PR #1550, opened 2020-09-10
style: fix typo on `authorized`

adnasa:
#### Summary

- fix typo on `authorized`


jonnybel (approved):
It is really a typo? Seems like it's just a regional difference and both forms are valid.

Fine by me tho, for consistency's sake 🙂

adnasa:
in `application-kit` at least, we expose hooks, hocs and others as `authorized`, so it makes sense to me to keep things consistent :)

PR #1551, opened 2020-09-10
fix(number-input): restore xs as a possible value for horizontalConstraint

jonnybel:


tdeekens (approved):

adnasa (approved):
don't forget changeset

★ ★ ★

Spot the lines above that mention "opened" and copy them.

PR #1550, opened 2020-09-10
PR #1551, opened 2020-09-10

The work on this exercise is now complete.